L’auteure constate qu’il y a, de par la loi qui autorise les femmes à décider seules de l’issue d’une grossesse, une « disqualification sociale des décisions ou souhaits des hommes »(45). L’enquête de terrain a été difficile à réaliser car les tentatives de contacts n’aboutissaient pas. La chercheuse a fini par recruter son échantillon et faire les entretiens à l’intérieur même d’un CIVG (Centre d’Interruption Volontaire de Grossesse). De ce fait, les entretiens ont été réalisés avec des hommes qui accomplissaient la démarche d’accompagner leur partenaire au rendez-vous.

Les médecins de ce centre ont également été interviewés. Ils considèrent que la présence de l’homme est plutôt une gêne pour le déroulement de l’entretien et sa parole n’a que peu d’importance. Pour l’auteure, l’attitude des médecins contribue à créer un malaise pour l’homme présent : « Ce qui peut expliquer le mal-être des hommes que j’ai interrogés, qui se trouvent ainsi dans une situation difficile à vivre pour les hommes, plus habitués à occuper le devant de la scène, à avoir le rôle de sujet principal ».(46)
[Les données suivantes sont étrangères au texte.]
Issue #568, opened 2024-06-27
[Bug]: Deeplink to selected point or polygon fails


tariqksoliman:
### Checked for duplicates

Yes - I've already checked

### Describe the bug

When selecting a point, creating a deep link and returning to it:
```
TypeError: Cannot read properties of undefined (reading 'lat')
    at Object.selectPoint (Layers_.js:2014:1)
    at Object.fullyLoaded (Layers_.js:153:1)
```

When selecting a polygon, creating a deep link and returning to it:
- Polygon is not selected/highlighted

Note: FWIW, This was on a time enabled layer.

### What did you expect?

Après s’être intéressée à la perception des médecins de la place de l’homme, la sociologue se penche sur le rapport des hommes à la contraception : « Les pratiques contraceptives des hommes interviewés se caractérisent surtout par leur rareté et leur “anachronisme” si l’on prend au sérieux la norme moderne de la contraception efficace. Mais il est sans doute erroné de parler des pratiques contraceptives des hommes, car il ressort de leurs propos que, toutes méthodes confondues, la contraception reste d’abord, voire uniquement, l’affaire des femmes ».(47) Les hommes s’en remettent à leur partenaire pour s’occuper de la contraception, abandonnant leur propre responsabilité.

Le silence des hommes interpelle G. Cresson : « Le résultat, clair et massif, c’est qu’aucun homme interviewé n’envisage de parler librement, ouvertement, de cette IVG dans son cercle relationnel ».(48) Elle s’attache à en établir les significations.

L’auteure conclut sa recherche en établissant que les rapports de pouvoir entre hommes et femmes n’ont pas été inversés par l’acquisition, pour les femmes, du droit à l’avortement : « Le droit reconnu aux femmes de recourir à l’IVG se double de leur responsabilisation face à la contraception ou aux décisions à prendre, et d’une réelle solitude face à cette expérience ».(49)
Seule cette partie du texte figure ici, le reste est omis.